10. The method of claim 1, wherein receiving, at a processor, a measure of pressure applied by the user's fingers from one or more pressure sensors comprises receiving a plurality of finger pressure measurements from pressure sensors arranged at a plurality of a user's fingers.

11. The method of claim 10, wherein the measure of pressure applied by the user's fingers comprises an average of the received finger pressure measurements from pressure sensors arranged at a plurality of a user's fingers.

12. The method of claim 1, wherein receiving, at a processor, a measure of pressure applied by the user's palm from one or more pressure sensors arranged over the user's palm comprises receiving a measure of pressure applied by the user's palm from a pressure sensor arranged over the user's thenar eminence.

13. An exoskeleton device, comprising:

a control unit including a controller; a first actuator; and a second actuator; a first hinged assembly actuated by the first actuator; a second hinged assembly actuated by the second actuator; and a first and second instrumented gloves each including one or more pressure sensors arranged a palm-side of a user's fingers and one or more pressure sensors arranged over the user's palm;

the controller configured to adjust a level of torque provided by each of the first and second actuators,

wherein the first actuator includes a first shaft extending therefrom and the second actuator includes a second shaft extending therefrom, and the first shaft engages a first sprocket configured to displace a first cable coupled to the first hinged assembly to effect movement of the first hinged assembly and the second shaft engages a second sprocket configured to displace a second cable coupled to the second hinged assembly to effect movement of the second hinged assembly.

14. The device of claim 13, wherein the first hinged assembly comprises:

a first linear, structural member configured to removably couple to an upper arm of a user;

a second linear, structural member configured to removably couple to a forearm of the user; and

a rotational bearing rotationally coupling the first and second linear, structural members.

15. The device of claim 14, wherein the rotational bearing is coupled to a first pulley, and wherein the first cable is coupled to the first pulley such that rotation of the first shaft by the actuator applies rotational force to the pulley thereby rotating the second linear, structural member with respect to the first linear, structural member.

16. The device of claim 15, wherein the first cable is a Bowden cable, having an outer sheath and an inner cable, wherein the outer sheath is anchored to the first linear, structural member and the inner cable is coupled to the pulley.

17. The device of claim 14, wherein the first linear, structural ember is configured to be coupled to the upper arm of the user by an orthotic cuff, and wherein a rotational axis of the rotational bearing is configured to be collinear with a rotational axis of an elbow joint of the user's arm when the second linear structural member is coupled to the forearm of the user.

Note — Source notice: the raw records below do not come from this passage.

PR #693, opened 2024-09-14
Deal with registration edge cases in UserCleaner

Splines:
In #647, we introduced the "UserCleaner" that deletes users that haven't logged in for too long. We now noticed that we don't deal with specific **edge cases related to user registration**. This means that our initial `where` clause

```ruby
User.where(last_sign_in_at: ...INACTIVE_USER_THRESHOLD.ago)
        .or(User.where(last_sign_in_at: nil))
```

(to determine which users are inactive) is not sufficient to handle all cases. The new special cases are described as docstrings in the `app/models/user_cleaner.rb`.

Furthermore, we also replace `last_sign_in_at` by `current_sign_in_at` in this PR. See [this Devise code](https://github.com/heartcombo/devise/blob/72884642f5700439cc96ac560ee19a44af5a2d45/lib/devise/models/trackable.rb#L20-L23) to see the difference. `current_sign_in_at` always holds the newest value of the last user sign in, so we want to use that instead of `last_sign_in_at`, which refers to the last sign in before the `current_sign_in_at` date. Yes, the names could have been chosen better by Devise 😅

### Reviewers

I admit that it was way more difficult than I originally thought to arrive at the new statement, which is a lot more complicated than the original one. Nevertheless, I think its worth it to also handle the edge cases, especially in order not to irritate users with deletion mails when they have just registered (and confirmed their account -> note that also in this case `last_sign_in_at` is still `nil`).

- [x] As a challenge: please try to write a test that breaks my new `inactive_users` method. I've done this multiple times to refine the statement and in the current state, I wasn't able to break it anymore. But maybe you can?
- [x] I've replaced multiple occurrences of `:user` by `:confirmed_user` in the tests such that they still work. Please make sure that this does not mean I forgot to handle cases where we should actually also test for non-confirmed users.
- [x] I'm sure there are ways to write the `where` statement in a more performant way, e.g. by resorting to direct SQL or by using some other tricks. I was happy that I arrived at any workable solution for all the edge cases in the first place and didn't measure anything related to performance. This is just to inform you about this.

### DIFF
--- a/app/models/user_cleaner.rb
+++ b/app/models/user_cleaner.rb
@@ -50,16 +50,11 @@ class UserCleaner
   #   but the user should only be considered inactive if the confirmation_sent_at
   #   date is older than the threshold.
   def inactive_users
-    User.where.not(confirmed_at: nil).and(
-      User.where(current_sign_in_at: ...INACTIVE_USER_THRESHOLD.ago)
-      .or(User.where(current_sign_in_at: nil,
-                     confirmation_sent_at: ...INACTIVE_USER_THRESHOLD.ago))
-    ).or(
-      User.where(
-        confirmed_at: nil,
-        confirmation_sent_at: ...INACTIVE_USER_THRESHOLD.ago
-      )
-    )
+    threshold = INACTIVE_USER_THRESHOLD
+    User.confirmed.and(
+      User.inactive_for(threshold)
+      .or(User.no_sign_in_data.confirmation_sent_before(threshold))
+    ).or(User.unconfirmed.confirmation_sent_before(threshold))
   end
 
   # Returns all users who have been active in the last INACTIVE_USER_THRESHOLD months,
--- a/app/models/user_cleaner.rb
+++ b/app/models/user_cleaner.rb
@@ -39,9 +39,27 @@ class UserCleaner
   #
   # Users without a last_sign_in_at date are also considered inactive. This is
   # the case for users who have never logged in since PR #553 was merged.
+  #
+  # Edge cases for registration (that refine the above statements):
+  # - A user might have registered but never actually logged in (confirmed their
+  #   email address). In this case, we don't look at the last_sign_in_at date
+  #   (as this one is still nil), but at the confirmation_sent_at date to
+  #   determine if the user is considered inactive.
+  # - Another edge case is when users have registered and confirmed their mail,
+  #   but never logged in after that. In this case, last_sign_in_at is indeed nil,
+  #   but the user should only be considered inactive if the confirmation_sent_at
+  #   date is older than the threshold.
   def inactive_users
-    User.where(last_sign_in_at: ...INACTIVE_USER_THRESHOLD.ago)
-        .or(User.where(last_sign_in_at: nil))
+    User.where.not(confirmed_at: nil).and(
+      User.where(last_sign_in_at: ...INACTIVE_USER_THRESHOLD.ago)
+      .or(User.where(last_sign_in_at: nil,
+                     confirmation_sent_at: ...INACTIVE_USER_THRESHOLD.ago))
+    ).or(
+      User.where(
+        confirmed_at: nil,
+        confirmation_sent_at: ...INACTIVE_USER_THRESHOLD.ago
+      )
+    )
   end
 
   # Returns all users who have been active in the last INACTIVE_USER_THRESHOLD months,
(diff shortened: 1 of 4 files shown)


app/models/user_cleaner.rb
```diff
@@ -37,17 +37,35 @@ class UserCleaner
...
+      User.where(current_sign_in_at: ...INACTIVE_USER_THRESHOLD.ago)
+      .or(User.where(current_sign_in_at: nil,
+                     confirmation_sent_at: ...INACTIVE_USER_THRESHOLD.ago))
+    ).or(
+      User.where(
+        confirmed_at: nil,
+        confirmation_sent_at: ...INACTIVE_USER_THRESHOLD.ago
+      )
+    )
   end
```
fosterfarrell9, line 63: I totally agree that readability and maintaianability is more important that performance here.
If you wanted to make it even more readableyou could do the following:
Add the following (or similar) scopes on the `User` model:

```ruby
scope :confirmed, -> { where.not(confirmed_at: nil) }
scope :unconfirmed, -> { where(confirmed_at: nil) }
scope :no_sign_in_data, -> { where(current_sign_in_at: nil) }
scope :inactive_since, ->(threshold) { where(current_sign_in_at: ...threshold.ago) }
scope :confirmation_sent_before, ->(threshold) { where(confirmation_sent_at: ...threshold.ago) }
```
But if you want to keep it as it is, feel free to resolve without code change.
Then this rewrites as
```ruby
def inactive_users
  threshold = INACTIVE_USER_THRESHOLD
  User.confirmed.and(User.inactive_since(threshold).or(User.no_sign_in_data.confirmation_sent_before(threshold))
  ).or(User.unconfirmed.confirmation_sent_before(threshold))
end
```

Splines: Thanks, that reads so much better!

The only thing: I don't want to put this into the `User` model, it's bloated enough. Right now, we only use your proposed scopes inside the user cleaner, so why not incorporate them there in some way. E.g. I could imagine a `user_inactivity.rb` class that does `@user = user` in its `initialize` method and then implements the scopes as methods like `inactive_since(...)` etc.

I'm just not sure where to place this file 😅 In a clean architecture, I'd place it in the _application layer_ and the job that is scheduling the user cleaner in the _infrastructure_ layer. While the mapping `job/ -> "infrastructure layer"` is quite clear, I'm missing the "application layer folder" in the MaMpf codebase. Maybe I should just put the User Cleaner and the `user_inactivity` class inside the `worker` for now?

fosterfarrell9: I do not know how the idea with scopes as methods in user_inactivity.rb will work. Scopes are Active Record queries (in the above code, for the `User` model). They are not called on an instance of `User`, but rather on the `User` class. Also, they can be chained as above. If you were to implement them as methods in user_inactivity.rb, I do not see how they become such queries. But of course that does not mean that it is not possible ;-).

fosterfarrell9: After a night's sleep, I think maybe this is just the wrong PR to discuss about bloated models and architecture etc. The discussions we will have for #694 will lead the way if and how to refactor the codebase and possible architectural changes. But as of now, we have not yet made a decision. Yes, the User model is bloated. But it is bloated because of reasons that have nothing to do with #693, not because of a possible adding of scopes. In vanilla Rails Logic, the above scopes belong to the `User` model (while other stuff should probably be extracted form there, I guess). Just as UserCleaner is a model as of now and belongs to the model folder (in #671 I introduced the `app/services` folder, maybe it could be placed there in the future if the changes in #671 should go through).

Splines: Yeah, you're right that is this probably the wrong place to discuss this ;) I added the changes in 70c65fc19e

app/models/user_cleaner.rb
```diff
@@ -37,17 +37,35 @@ class UserCleaner
...
 
   # Returns all users who have been active in the last INACTIVE_USER_THRESHOLD months,
   # i.e. their last sign-in date is less than INACTIVE_USER_THRESHOLD months ago.
   def active_users
-    User.where(last_sign_in_at: INACTIVE_USER_THRESHOLD.ago..)
+    User.where(current_sign_in_at: INACTIVE_USER_THRESHOLD.ago..)
```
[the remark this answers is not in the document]
Splines: Thanks, I've added this in 57dd34f4bbb0b5

fosterfarrell9 (approved):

18. The device of claim 13, wherein the controller is configured to:

receive data from the one or more pressure sensors arranged a palm-side of a user's fingers and one or more pressure sensors arranged over the user's palm, determine, using the data from the sensors, a current state value,

determine a control instruction based at least on the current state value, and

operate the first actuator based on the control instruction.

19. The device of claim 13, wherein the first actuator and the first hinged assembly are configured such that the first actuators can provide extension torque to the elbow of a user wearing the device by displacing the cable in a first direction, and flexion torque to the elbow of a user wearing the device by displacing the cable in a second direction.